------ ENTRIES SHOWN ------

PR #8780, opened 2022-04-14
Page to detect reachable domains for MakeCode

abchatra:
This site will work even if the css doesn't load. Only thing this has hard dependency is the main @homeurl@ itself. 

loading


abchatra:
Fixes https://github.com/microsoft/pxt-microbit/issues/4115

common-docs/domains.html
```diff
@@ -0,0 +1,151 @@
...
+        content="Reachable MakeCode domains"
+    />
+
+    <meta name="msapplication-config" content="none" />
+    <meta name="theme-color" content="#3DC1AA" />
+
+    <title>Reachable MakeCode domains</title>
+
+    <link rel="stylesheet" href="https://pxt.azureedge.net/blob/2163189fd5e35c0981ed55318415582a7c9aeb12/doccdn/semantic.css" type="text/css">
+    <link rel="stylesheet" href="domains/style.css" type="text/css">
```
jwunderl, line 36: typically we put css files under static e.g. `/static/domains/style.css`; in this case since it's such a small page already it might be better just to directly insert into a style tag here vs. dealing with backend fetching the right file / etc

jwunderl (approved):
lgtm

common-docs/domains.html
abchatra: Good point. I think we need this page to be up irrespective of other pages. I will in line the style tag.

PR #8785, opened 2022-04-17
Ensure github token is present before creating subproject

pelikhan:
Before starting the process of populating a sub-folder in a repo, make sure we have a github token.


pelikhan:
@riknoll @jwunderl @eanders-ms  low risk change, mostly for my sanity

jwunderl (approved):

PR #8786, opened 2022-04-18
Better mute behavior and fix sound queuing

riknoll:
Fixes https://github.com/microsoft/pxt-microbit/issues/4541
Fixes https://github.com/microsoft/pxt-microbit/issues/4537

This restructures the audio context manager so that nodes that produce sound now all pass through a single gain node that can be used to mute/unmute sounds. Previously we just disconnected nodes whenever we received a mute request which made it tricky to restart sounds when the mute ends.

This also fixes a bug where long running soundexpressions weren't being cancelled properly when the sim restarted.

### DIFF
--- a/pxtsim/simlib.ts
+++ b/pxtsim/simlib.ts
@@ -261,10 +261,10 @@ namespace pxsim {
 
             const ctx = context();
             if (mute) {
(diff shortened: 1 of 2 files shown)


eanders-ms (approved):
Seems good to me

jwunderl (approved):

PR #8794, opened 2022-04-21
Add flag to make a block the child of another in the toolbox

riknoll:
Let blocks specify that they should be a the child of another block. This can sort of be thought of as a more generalized version of the flag that makes it so a block is within a "variable set" block. This is in support of the requested changes for 

https://github.com/microsoft/pxt-microbit/pull/4545


jwunderl (approved):
Ah great, this is a nice option to have. I've wanted this before but always forgot to file an issue or implement it haha

PR #8798, opened 2022-04-25
Tweaks to the new share dialog to make it more like the old one

riknoll:
https://makecode.microbit.org/app/2d53ab608c8370a19300c47ed485d6c25b1bc99d-f7e828fc73

Fixes https://github.com/microsoft/pxt-microbit/issues/4524
Fixes https://github.com/microsoft/pxt-microbit/issues/4504
Fixes https://github.com/microsoft/pxt-microbit/issues/4529
Fixes https://github.com/microsoft/pxt-microbit/issues/4505

### DIFF
--- a/react-common/components/share/ShareInfo.tsx
+++ b/react-common/components/share/ShareInfo.tsx
@@ -35,6 +35,7 @@ export const ShareInfo = (props: ShareInfoProps) => {
     const [ showQRCode, setShowQRCode ] = React.useState(false);
 
     const showSimulator = !!screenshotAsync || !!gifRecordAsync;
+    const showDescription = shareState !== "publish";
 
     React.useEffect(() => {
         setThumbnailUri(screenshotUri)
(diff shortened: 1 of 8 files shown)


react-common/components/share/ShareInfo.tsx
```diff
@@ -195,6 +239,14 @@ export const ShareInfo = (props: ShareInfoProps) => {
                 gifAddFrame={gifAddFrame}
                 registerSimulatorMsgHandler={registerSimulatorMsgHandler}
                 unregisterSimulatorMsgHandler={unregisterSimulatorMsgHandler} />}
+
+            {showQRCode &&
```
jwunderl, line 243: nit: could we get back the onclick behavior of the qr code display here (the 'toggle back to normal share screen' / exit big qr screen)?  it feels more natural to me vs. clicking x which I would almost expect to toggle out of the whole share dialog.

jwunderl (approved):
nit on one missing qr code behavior but otherwise lgtm

PR #8803, opened 2022-04-26
Add app theme flag for using legacy tutorial layout

riknoll:
Forces the editor to use the old tutorial layout. While the layout is the legacy one, the other new tutorial features like better markdown rendering still work fine. Here's a view of a tutorial in arcade that uses the fancy icon bullets:

Screen Shot 2022-04-26 at 4 28 27 PM


Jaqster (approved):
Awesome, thanks for enabling this Richard!

abchatra (approved):

PR #8806, opened 2022-04-28
[core] Support for online multiplayer

eanders-ms:
Adds support for online multiplayer messaging. Changes in this PR:
* Added a new optional URL parameter to sim frame: `mp=client|server`. When passed to the simulator, the new `MultiplayerState` board component is enabled.

Associated PRs:
https://github.com/microsoft/pxt-common-packages/pull/1339
https://github.com/microsoft/pxt-arcade-sim/pull/55


pxtsim/simdriver.ts
```diff
@@ -314,7 +315,7 @@ namespace pxsim {
                 const single = !!this._currentRuntime?.single;
                 const parentWindow = window.parent && window.parent !== window.window
                     ? window.parent : window.opener;
-                if (this.options.nestedEditorSim && parentWindow) {
+                if (parentWindow) {
```
jwunderl, line 318: After taking another look I think we might want to separate this out from the two connected 'else if's that follow now that it's not limited to `nestedEditorSim` -- otherwise those won't trigger in any embed scenario. So just leaving this if as is & having line 325 cut out the 'else' ~

jwunderl (approved):

pxtsim/simdriver.ts
eanders-ms: When remove the else on 325, I get multiple simulators instanced. I think I need a better understanding of this function.

jwunderl: Ahh gotcha, I see. We were kinda bypassing an issue with how it was set up by having it in the same branch.

This issue is that broadcast messages we use to send multiplayer state are often used to represent e.g. radio, so it falls into the the path below where it says "oh you want to simulate something that communicates with other boards? Okay, make another sim".

So, to get that to work nicely, we should probably do two things -- add an optional param to SimulatorBroadCastMessage (https://github.com/microsoft/pxt/blob/viewBtnControls/pxtsim/embed.ts#L81) for 'toParentIFrameOnly' which we'll set to true in the call to `Runtime.postMessage` (in `pxt-common-packages/libs/game/sim/multiplayer.ts`), and wrap the second two branches that start on 325 of this in another `if (!this.options.nestedEditorSim && !broadcastmsg?.toParentIFrameOnly)` to avoid double sim when we only really want to post to the outer frame

webapp/public/run.html
```diff
@@ -166,6 +167,10 @@
                     // propagate message packets to parent frames
                     window.parent.postMessage(msg.data, "*");
                 }
+                else if (mpRole && data.type === "multiplayer") {
+                    // propagate message packets to parent frames
+                    window.parent.postMessage(msg.data, "*");
```
eanders-ms, line 172: @jwunderl I'm seeing incorrect behavior here in production (beta). But I think it makes sense. This issue is that the client isn't rendering the screen. What I believe is happening: on the client, this method receives a "broadcast-screen" message, passed to this frame from the parent. And what we do here it pass it right back to the parent! I can confirm it is getting received by the client parent. I wasn't seeing this behavior when hosting locally, for reasons unknown.

My understanding is this method can receive messages from the child iframe or the parent. I think the solution is that we need to know which direction to route the message. Does that sound right to you? Do we do this elsewhere?

eanders-ms: Made a fix here: https://github.com/microsoft/pxt/pull/8814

------

WORK TASK: Go through the data above and transcribe every entry exactly.

RESPONSE TO THIS TASK:
PR #8780, opened 2022-04-14
Page to detect reachable domains for MakeCode

abchatra:
This site will work even if the css doesn't load. Only thing this has hard dependency is the main @homeurl@ itself. 

loading


abchatra:
Fixes https://github.com/microsoft/pxt-microbit/issues/4115

common-docs/domains.html
```diff
@@ -0,0 +1,151 @@
...
+        content="Reachable MakeCode domains"
+    />
+
+    <meta name="msapplication-config" content="none" />
+    <meta name="theme-color" content="#3DC1AA" />
+
+    <title>Reachable MakeCode domains</title>
+
+    <link rel="stylesheet" href="https://pxt.azureedge.net/blob/2163189fd5e35c0981ed55318415582a7c9aeb12/doccdn/semantic.css" type="text/css">
+    <link rel="stylesheet" href="domains/style.css" type="text/css">
```
jwunderl, line 36: typically we put css files under static e.g. `/static/domains/style.css`; in this case since it's such a small page already it might be better just to directly insert into a style tag here vs. dealing with backend fetching the right file / etc

jwunderl (approved):
lgtm

common-docs/domains.html
abchatra: Good point. I think we need this page to be up irrespective of other pages. I will in line the style tag.

PR #8785, opened 2022-04-17
Ensure github token is present before creating subproject

pelikhan:
Before starting the process of populating a sub-folder in a repo, make sure we have a github token.


pelikhan:
@riknoll @jwunderl @eanders-ms  low risk change, mostly for my sanity

jwunderl (approved):

PR #8786, opened 2022-04-18
Better mute behavior and fix sound queuing

riknoll:
Fixes https://github.com/microsoft/pxt-microbit/issues/4541
Fixes https://github.com/microsoft/pxt-microbit/issues/4537

This restructures the audio context manager so that nodes that produce sound now all pass through a single gain node that can be used to mute/unmute sounds. Previously we just disconnected nodes whenever we received a mute request which made it tricky to restart sounds when the mute ends.

This also fixes a bug where long running soundexpressions weren't being cancelled properly when the sim restarted.

### DIFF
--- a/pxtsim/simlib.ts
+++ b/pxtsim/simlib.ts
@@ -261,10 +261,10 @@ namespace pxsim {
 
             const ctx = context();
             if (mute) {
(diff shortened: 1 of 2 files shown)


eanders-ms (approved):
Seems good to me

jwunderl (approved):

PR #8794, opened 2022-04-21
Add flag to make a block the child of another in the toolbox

riknoll:
Let blocks specify that they should be a the child of another block. This can sort of be thought of as a more generalized version of the flag that makes it so a block is within a "variable set" block. This is in support of the requested changes for 

https://github.com/microsoft/pxt-microbit/pull/4545


jwunderl (approved):
Ah great, this is a nice option to have. I've wanted this before but always forgot to file an issue or implement it haha

PR #8798, opened 2022-04-25
Tweaks to the new share dialog to make it more like the old one

riknoll:
https://makecode.microbit.org/app/2d53ab608c8370a19300c47ed485d6c25b1bc99d-f7e828fc73

Fixes https://github.com/microsoft/pxt-microbit/issues/4524
Fixes https://github.com/microsoft/pxt-microbit/issues/4504
Fixes https://github.com/microsoft/pxt-microbit/issues/4529
Fixes https://github.com/microsoft/pxt-microbit/issues/4505

### DIFF
--- a/react-common/components/share/ShareInfo.tsx
+++ b/react-common/components/share/ShareInfo.tsx
@@ -35,6 +35,7 @@ export const ShareInfo = (props: ShareInfoProps) => {
     const [ showQRCode, setShowQRCode ] = React.useState(false);
 
     const showSimulator = !!screenshotAsync || !!gifRecordAsync;
+    const showDescription = shareState !== "publish";
 
     React.useEffect(() => {
         setThumbnailUri(screenshotUri)
(diff shortened: 1 of 8 files shown)


react-common/components/share/ShareInfo.tsx
```diff
@@ -195,6 +239,14 @@ export const ShareInfo = (props: ShareInfoProps) => {
                 gifAddFrame={gifAddFrame}
                 registerSimulatorMsgHandler={registerSimulatorMsgHandler}
                 unregisterSimulatorMsgHandler={unregisterSimulatorMsgHandler} />}
+
+            {showQRCode &&
```
jwunderl, line 243: nit: could we get back the onclick behavior of the qr code display here (the 'toggle back to normal share screen' / exit big qr screen)?  it feels more natural to me vs. clicking x which I would almost expect to toggle out of the whole share dialog.

jwunderl (approved):
nit on one missing qr code behavior but otherwise lgtm

PR #8803, opened 2022-04-26
Add app theme flag for using legacy tutorial layout

riknoll:
Forces the editor to use the old tutorial layout. While the layout is the legacy one, the other new tutorial features like better markdown rendering still work fine. Here's a view of a tutorial in arcade that uses the fancy icon bullets:

Screen Shot 2022-04-26 at 4 28 27 PM


Jaqster (approved):
Awesome, thanks for enabling this Richard!

abchatra (approved):

PR #8806, opened 2022-04-28
[core] Support for online multiplayer

eanders-ms:
Adds support for online multiplayer messaging. Changes in this PR:
* Added a new optional URL parameter to sim frame: `mp=client|server`. When passed to the simulator, the new `MultiplayerState` board component is enabled.

Associated PRs:
https://github.com/microsoft/pxt-common-packages/pull/1339
https://github.com/microsoft/pxt-arcade-sim/pull/55


pxtsim/simdriver.ts
```diff
@@ -314,7 +315,7 @@ namespace pxsim {
                 const single = !!this._currentRuntime?.single;
                 const parentWindow = window.parent && window.parent !== window.window
                     ? window.parent : window.opener;
-                if (this.options.nestedEditorSim && parentWindow) {
+                if (parentWindow) {
```
jwunderl, line 318: After taking another look I think we might want to separate this out from the two connected 'else if's that follow now that it's not limited to `nestedEditorSim` -- otherwise those won't trigger in any embed scenario. So just leaving this if as is & having line 325 cut out the 'else' ~

jwunderl (approved):

pxtsim/simdriver.ts
eanders-ms: When remove the else on 325, I get multiple simulators instanced. I think I need a better understanding of this function.

jwunderl: Ahh gotcha, I see. We were kinda bypassing an issue with how it was set up by having it in the same branch.

This issue is that broadcast messages we use to send multiplayer state are often used to represent e.g. radio, so it falls into the the path below where it says "oh you want to simulate something that communicates with other boards? Okay, make another sim".

So, to get that to work nicely, we should probably do two things -- add an optional param to SimulatorBroadCastMessage (https://github.com/microsoft/pxt/blob/viewBtnControls/pxtsim/embed.ts#L81) for 'toParentIFrameOnly' which we'll set to true in the call to `Runtime.postMessage` (in `pxt-common-packages/libs/game/sim/multiplayer.ts`), and wrap the second two branches that start on 325 of this in another `if (!this.options.nestedEditorSim && !broadcastmsg?.toParentIFrameOnly)` to avoid double sim when we only really want to post to the outer frame

webapp/public/run.html
```diff
@@ -166,6 +167,10 @@
                     // propagate message packets to parent frames
                     window.parent.postMessage(msg.data, "*");
                 }
+                else if (mpRole && data.type === "multiplayer") {
+                    // propagate message packets to parent frames
+                    window.parent.postMessage(msg.data, "*");
```
eanders-ms, line 172: @jwunderl I'm seeing incorrect behavior here in production (beta). But I think it makes sense. This issue is that the client isn't rendering the screen. What I believe is happening: on the client, this method receives a "broadcast-screen" message, passed to this frame from the parent. And what we do here it pass it right back to the parent! I can confirm it is getting received by the client parent. I wasn't seeing this behavior when hosting locally, for reasons unknown.

My understanding is this method can receive messages from the child iframe or the parent. I think the solution is that we need to know which direction to route the message. Does that sound right to you? Do we do this elsewhere?

eanders-ms: Made a fix here: https://github.com/microsoft/pxt/pull/8814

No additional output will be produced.